In the load balance view (Figure 3), one can look across all ranks included in the application execution at statement-level granularity. To generate this view, select Statements as the View/Display Choice and then click on the LB load balance icon. The information displayed is the minimum, maximum, and average exclusive time recorded for each statement in the program across all ranks, threads, or processes. In this case, a user sees rank information because this is an MPI application run. Additionally, this view displays rank number of the minimum and maximum values to help focus in on any possible outliers (a rank, thread, or process that is performing outside of the majority of the other ranks, threads, or processes). Use this view to determine whether there is imbalance or not. If the minimum and maximum values for key functions, statements, or libraries vary by a significant amount, then the application run is likely not well balanced.

OSS-F03

Figure 3: Program counter sampling load balance view.

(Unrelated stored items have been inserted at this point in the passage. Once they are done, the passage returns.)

PR #1173, opened 2025-04-02
Remove down migrations

jraddaoui:
Down migrations are hard to maintain and in some cases they could break existing data, see the comments from [this thread](https://github.com/artefactual-sdps/enduro/pull/1157#discussion_r2019482343). This PR will remove the existing down migrations and their generation when running the migrate command. It also upgrades Atlas from 0.31.0 to 0.32.0.


djjuhasz (commented):
@jraddaoui I don't see any changes that would prevent new down migrations from being generated in the future.  Is there a change to the migration generator or call parameters that I'm missing?

jraddaoui:
Yes, the default formatter does the trick: https://github.com/artefactual-sdps/enduro/pull/1173/files#diff-918e5643cec8e9b3393f6301dab40d8e7838fa28b72067549ebbbda244cecd75R102

djjuhasz (approved):
Huh, cool that using the default formatter just creates "up" migrations.  How did you figure that out, I've been searching through the ent and Atlas docs but I can't any find any information about the formatters. :confused:

jraddaoui:
I remembered we didn't have down migrations in `sdps_preprocessing`, and that was the only difference there.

If imbalance is suspected, the comparative analysis CA icon can be selected to run a cluster analysis algorithm on the performance information. In general, the cluster analysis algorithm will group processes, threads, or ranks together into groups of like-performing entities, thus exposing the ranks, threads, or processes that are not performing the way the other groups are. Each group is displayed as a column in the comparative analysis view (Figure 4). This view depicts which ranks are in the outlier group(s) and examines their performance information individually or as a group with the other Open|SpeedShop views.

OSS-F04

Figure 4: Program counter sampling comparative analysis view.